Elâzığ Ruh ve Sinir Hastalıkları Hastanesinde yüzde 30 psikolojik bozukluk, yüzde 20 ise anlama ve kavrama eksikliğinden raporu olan Rıdvan Avcı, engelli kadrosunda çalıştığı Palu Adliyesinde savcıya su şişesi fırlattığı için, yakalanarak cezaevine gönderildi.

Rıdvan Avcı hakkında su şişesi attığı için "darp, yaralama ve kamu malına zarar" verdiği gerekçesiyle dava açıldı.

Rıdvan'ın babası Nurullah Avcı, babasının vefatından dolayı oğlunun psikolojik sorunlarının arttığını iş yerindeki arkadaşlarının da ona takılmasıyla sinirlerinin daha da bozulduğunu söyledi.

Nurullah Avcı

Oğlu Rıdvan'ın rahatsızlığının çocukluğundan bu yana olduğunu söyleyen baba Avcı, oğlunun engelli kadrosuyla Bingöl Cezaevinde bir yıl çalıştığını şartlar uygun olmadığı için de 3 yıl önce tayinini Palu Adliyesine istediklerini söyledi.

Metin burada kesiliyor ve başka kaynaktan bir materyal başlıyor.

PR #246, opened 2020-02-13
changed login test to support top bar Login button

haraprasadj:
### Improvements
Updated login test to use the Login button added to top bar

### DIFF
--- a/services/portal/home/homeTasks.js
+++ b/services/portal/home/homeTasks.js
@@ -20,6 +20,7 @@ module.exports = {
   login(username) {
     this.goToHomepage();
     I.setCookie({ name: 'dev_login', value: username });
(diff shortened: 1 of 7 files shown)


services/portal/home/homeTasks.js
```diff
@@ -20,6 +20,7 @@ module.exports = {
   login(username) {
     this.goToHomepage();
     I.setCookie({ name: 'dev_login', value: username });
+    portal.clickProp(homeProps.loginButton);
```
mfshao: this will fail if a commons is using an older portal?

haraprasadj: added a flag to handle portal versions on which to run the test

PR #251, opened 2020-03-04
added test cases for sheepdog admin

haraprasadj:


test_list_auto.txt
```diff
@@ -0,0 +1,186 @@
+Tests from /Users/haraprasadjuvvala/workspace/gen3/gen3-qa:
```
themarcelor: This might've been added to the PR by accident.

haraprasadj: It was intentional. Let it get added just for informational purposes. We can keep updating periodically. Also, did not want to raise a separate PR just for this :)

themarcelor: Best to keep separate PRs for different purposes to help with traceability (so we can glance at the title and know what the change is about).

But if you really want to deliver it through this PR.. meh. Not a big deal.

haraprasadj: True, but this is just a "good-to-have" info. Also, the doc-only tag did not support txt files when I created this PR, so separate PR meant running all integration tests and debugging their failures if any. Overkill for a file that just has a listing of test cases.

PR #271, opened 2020-03-20
added elasticsearch query util

haraprasadj:


suites/elasticTest.js
```diff
@@ -0,0 +1,21 @@
...
+
+const { expect } = require('chai');
+const { search } = require('../utils/elasticsearch.js');
+
+const index = 'etl_mickey_1';
+const query = '{ "query": { "nested": { "path": "BCMAMedicationLog", "query": { "range": { "BCMAMedicationLog.DosesOrdered": { "lt": 0.0029 } } } } } }';
+
+// Sample scenarios to query elasticsearch and validate results
+// scenario marked as manual to prevent it from running in CI pipeline
+Scenario('check length', async () => {
```
themarcelor: Should we favour this new `.tag` chained function over the old way of tagging?

utils/elasticsearch.js
```diff
@@ -0,0 +1,19 @@
+const { Client } = require('@elastic/elasticsearch');
+const { Bash } = require('./bash');
+
+const service = 'aws-es-proxy-deployment';
+const bash = new Bash();
+const ES_URL = 'http://localhost:9200';
+
+module.exports = {
+  search: async (index, query) => {
+    const res = bash.runCommand(`g3kubectl port-forward deployment/${service} 9200:9200 &`);
```
themarcelor: Maybe get a +1 from DevOps to gather caveats on potential accumulation of kubectl port-forward processes in the background? 🤷‍♂

suites/elasticTest.js
haraprasadj: I thought it looked nice :)

suites/elasticTest.js
```diff
@@ -0,0 +1,21 @@
+Feature('es');
+
+const { expect } = require('chai');
+const { search } = require('../utils/elasticsearch.js');
+
+const index = 'etl_mickey_1';
```
themarcelor: Was that supposed to be hardcoded?

utils/elasticsearch.js
haraprasadj: it should only run once - you should get an error if you retry - Error listen tcp6 [::1]:9200: bind: address already in use]

suites/elasticTest.js
haraprasadj: this sample test is temporary anyway

utils/elasticsearch.js
themarcelor: Concurrent PR checks + potential executions from local terminals can create multiple instances of the same command, right?

suites/elasticTest.js
haraprasadj: Again, sample test ... once we start using it, we can remove this

utils/elasticsearch.js
haraprasadj: The command will fail to run a second time.

PR #273, opened 2020-03-20
chore(qa): Apply workaround to avoid running DRS tests for March Rele…

themarcelor:
temporary patch


themarcelor:
Closing this in favour of a better solution.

Avcı, "Bizler Palu Adliyesine müracaat ettik ve burada işe başladı. Rıdvan dedesini çok seviyordu. Yaklaşık 50 gün önce babam vefat etti. Rıdvan'da sürekli 'dedemin hayali geldi, dedem burada yattı, çok eziyet çekti' şeklinde sözler kullanıyordu bundan dolayı rahatsızlığı arttı. Bu rahatsızlık üzerine 5 gün senelik izninden aldık. Rıdvan'ın son zamanlarda ki psikolojik bozukluğunu haberleri olması için çalıştığı kuruma söyledik. Özellikle kendisine karışmayın, takılmayın diye de uyardık. Özellikle işyerinde birkaç kişi ona çok takılıyordu. Rıdvan, karşısındaki müdürdür, amirdir onu algılayamıyor. Kendi kendini de ifade edemiyor. Bugüne kadar saldırgan bir durumu hiç olmadı." dedi.

"Rıdvan'a 'temizlik maddesini niye fazla kullandın' diye takılmışlar. Rıdvan'ı kızdırdıkları için kendisi de işyerini terk etmiş, durumu öğrenmek için adliyeye gittim." diyen Avcı şu ifadeleri kullandı: "Tayini yeni Palu Adliyesine çıkan bayan müdireyle görüşmeye gittim. Rıdvan ile beraber müdirenin odasına gidecektik, Rıdvan'ın elinde su şişesi ve kola vardı. Onları bırak gel müdürün odasına dedim. Benim de işyerindekilerin onu kızdırdığından haberim yoktu. Birden su şişesinin bana doğru yere attı, kolayı yere vurdu iki de çöp tenekesini kırarak gitti."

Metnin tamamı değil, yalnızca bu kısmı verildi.